CPJ calls for release of ailing journalist Reeyot Alemu


By Punch

January 18, 2014



Reeyot Alemu

An organisation devoted to journalists’ rights, Committee to Protect Journalists, has called for the release of a female Ethiopian journalist, Reeyot Alemu, who was jailed in 2012 for criticising her government.

The CPJ said the journalist is now bleeding from her breast, a development it said may be as a result of fibroids.

In an email sent by the West Africa Consultant, CPJ, Peter Nkanga, to SUNDAY PUNCH on Saturday, the organisation said Alemu had remained incarcerated, without access to her family.

The journalist is serving a 14-year prison term on vague terrorism charges, which was reduced in August 2012 to five years on appeal.

The CPJ stated that four Ethiopian journalists, Woubshet Taye, Eskinder Nega, Yusuf Getachew, Solomon Kebede and Alemu had been convicted for terrorism offences.

It stated that Ethiopia had refused to comply with a ruling by the United Nations Working Group on Arbitrary Detention in the case of Eskinder, and another decision by the U.N. special rapporteur on torture in the case of Alemu.

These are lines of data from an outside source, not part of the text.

Issue #867, opened 2017-03-20
Matching capabilities algorithm rejects some valid capabilities


jgraham:
In chapter [7. Capabilities](https://w3c.github.io/webdriver/webdriver-spec.html#dfn-matching-capabilities#h-capabilities), section [7.2 Processing Capabilities](https://w3c.github.io/webdriver/webdriver-spec.html#dfn-matching-capabilities#h-processing-capabilities):
> Otherwise
> 
>     If name is not the key of an extension capability and the remote end is an endpoint node return success with data null. 

By this point we have already validated capabilities, so it shouldn't be neccessary to do any more validation. More importantly, if you pass in e.g. `timeouts` this will cause it to be rejected since that doesn't appear anywhere on the list of capabilities above. I'm not sure if the intent is that those things don't get returned even if they were set? In any case I think the current wording is broken.

shs96c:
Fixed by #868. Thanks @jgraham

PR #868, opened 2017-03-21
Fix incorrect handling of configuration properties in new session

jgraham:
This change is [Reviewable](https://reviewable.io/reviews/w3c/webdriver/868)

### DIFF
--- a/webdriver-spec.html
+++ b/webdriver-spec.html
@@ -2397,14 +2397,10 @@ with a "<code>moz:</code>" prefix:
        will not be established.
 
      <dt><strong>Otherwise</strong>
-     <dd><p>If <var>name</var> is not the key of an
-      <a>extension capability</a> and the <a>remote end</a> is
-      an <a>endpoint node</a> return <a>success</a> with data
-      <code>null</code>.
-
-      <p>Let <var>value</var> be the result of <a>trying</a>
-       implementation-specific steps to match on <var>name</var>
-       with <var>value</var>. If the match is not
+       <dd><p>If <var>name</var> is the key of an
+      <a>extension capability</a>, <p>let <var>value</var> be the
+       result of <a>trying</a> implementation-specific steps to match
+       on <var>name</var> with <var>value</var>. If the match is not
        successful, return <a>success</a> with
        data <a><code>null</code></a>.
    </dl>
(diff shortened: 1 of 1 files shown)


jgraham:
Fixes #867

webdriver-spec.html
```diff
@@ -2670,18 +2666,27 @@
...
+    substeps of the first matching statement:
+
+       <dl class=switch>
+         <dt><var>proxy</var> is a <a>proxy configuration</a> object</dt>
+         <dd><p>Take implementation-defined steps to set the user agent proxy
+             using the extracted <var>proxy</var> configuration.  If the
+             defined proxy cannot be configured return <a>error</a> with
+             <a>error code</a> <a>session not created</a>.</dd>
+
+         <dt>Otherwise</dt>
```
shs96c: We'll have deserialised as a proxy by this point --- we should never see the "otherwise" branch, and doing so is an error.

webdriver-spec.html
```diff
@@ -2397,14 +2397,10 @@
...
-      an <a>endpoint node</a> return <a>success</a> with data
-      <code>null</code>.
-
-      <p>Let <var>value</var> be the result of <a>trying</a>
-       implementation-specific steps to match on <var>name</var>
-       with <var>value</var>. If the match is not
+       <dd><p>If <var>name</var> is the key of an
+      <a>extension capability</a>, <p>let <var>value</var> be the
+       result of <a>trying</a> implementation-specific steps to match
+       on <var>name</var> with <var>value</var>. If the match is not
```
shs96c: I'm not sure about this. An intermediary node should just be passing on the values without attempting a match, assuming that they're not obviously illegal (`null` or `undefined`, or if the key is not an extension capability key.

jgraham: Fortuantely intermediary nodes never run this step since they all run the "return wahtever you  like as long as it has the right output" step.

webdriver-spec.html
jgraham: We hit this if `proxy` is undefined i.e. if no proxy setting was passed in.

webdriver-spec.html
shs96c: Cool

webdriver-spec.html
shs96c: Ah. I see. You're right. We do hit this branch :) Not sure whether it's better to leave this out entirely if a proxy isn't configured or return this empty object. Your call.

It further said the decision by authorities at the Kality Prison to impose visitor restrictions on imprisoned Alemu constituted harassment and runs contrary to the Ethiopian constitution.

The organisation called on people to register their displeasure over Reeyot’s arrest by visiting www.thunderclap.it/projects/8039-a-birthday-wish-for-reeyot.

Reeyot, a critical columnist of the banned private weekly Feteh, was said to have begun a hunger strike in 2013 to protest the visitor restriction.

In retaliation for the hunger strike, authorities had forbidden her from having any visitors, excluding her parents and priest.

Two days later, prison officials were said have allowed her to receive any visitors, except for her younger sister and her fiancé, Sileshi Hagos, who is also a journalist.

Sileshi was allegedly detained for four hours at the prison when he once attempted to visit Alemu.

She was said to have stopped the hunger strike four days after and decided not to receive any visitors until the restrictions on her fiancé and sister were lifted.

The organisation said the denial of Alemu’s rights ran counter to the Ethiopian Constitution, which states that, “All persons shall have the opportunity to communicate with, and to be visited by, their spouses or partners, relatives and friends, religious counsellors, lawyers and medical practitioners.”